What to do: Transcribe exactly each line of the entries, from the opening line to the line with "-117,6 +117,7 @@", with both of those lines included.

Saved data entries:

PR #834, opened 2024-02-21
buildah-rhtap: Fix SBOM_BLOB_RESULT for images that lack a tag

brunoapimentel:
The algorithm that is being used to strip the tag from the image will return an empty string in case the image already lacks the tag in the first place (i.e. quay.io/user/my-image).

This results in a SBOM_BLOB_RESULT that lacks the image name, and only contains the digest.

### DIFF
--- a/task/buildah-rhtap/0.1/buildah-rhtap.yaml
+++ b/task/buildah-rhtap/0.1/buildah-rhtap.yaml
@@ -117,6 +117,7 @@ spec:
       import hashlib
       import json
       import os
+      import re
 
       ### load SBOMs ###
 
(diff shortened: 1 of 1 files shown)


brunoapimentel:
I'm not sure if we want to allow RHTAP to build an image that lacks a tag (it will default to latest). But I stumbled upon this error in one of my tests, and we need to address it either way.

task/buildah-rhtap/0.1/buildah-rhtap.yaml
```diff
@@ -159,9 +159,13 @@ spec:
...
       image_name_parts = os.getenv("IMAGE").split(":")
-      # discard only the last part since the image can have a port number
-      # (i.e. registry:443/image/path:tag)
-      image_name_without_tag = ":".join(image_name_parts[0:-1])
+
+      # image name contains a port number (i.e. registry:443/image/path:tag)
+      if len(image_name_parts) == 3:
+        image_name_without_tag = ":".join(image_name_parts[0:-1])
+      else:
+        image_name_without_tag = image_name_parts[0]
```
chmeliik, line 167: What about `registry:443/image/path` (no tag)

task/buildah-rhtap/0.1/buildah-rhtap.yaml
```diff
@@ -158,10 +159,13 @@ spec:
...
-      image_name_parts = os.getenv("IMAGE").split(":")
-      # discard only the last part since the image can have a port number
-      # (i.e. registry:443/image/path:tag)
-      image_name_without_tag = ":".join(image_name_parts[0:-1])
+      # https://github.com/opencontainers/distribution-spec/blob/main/spec.md?plain=1#L160
+      tag_regex = "[a-zA-Z0-9_][a-zA-Z0-9._-]{0,127}"
+
+      # the tag must be after a colon, but always at the end of the string
+      # this avoids conflict with port numbers
+      image_without_tag = re.sub(f":{tag_regex}$", "", c)
```
chmeliik, line 167: I don't think `c` is the correct variable

brunoapimentel: :facepalm: Fixed it

PR #843, opened 2024-02-27
Consume ACS API endpoint from the secret together with the token

mmorhun:
After this change the secret with the ACS configuration should be created the following way:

Solution for this problem:
PR #834, opened 2024-02-21
buildah-rhtap: Fix SBOM_BLOB_RESULT for images that lack a tag

brunoapimentel:
The algorithm that is being used to strip the tag from the image will return an empty string in case the image already lacks the tag in the first place (i.e. quay.io/user/my-image).

This results in a SBOM_BLOB_RESULT that lacks the image name, and only contains the digest.

### DIFF
--- a/task/buildah-rhtap/0.1/buildah-rhtap.yaml
+++ b/task/buildah-rhtap/0.1/buildah-rhtap.yaml
@@ -117,6 +117,7 @@ spec:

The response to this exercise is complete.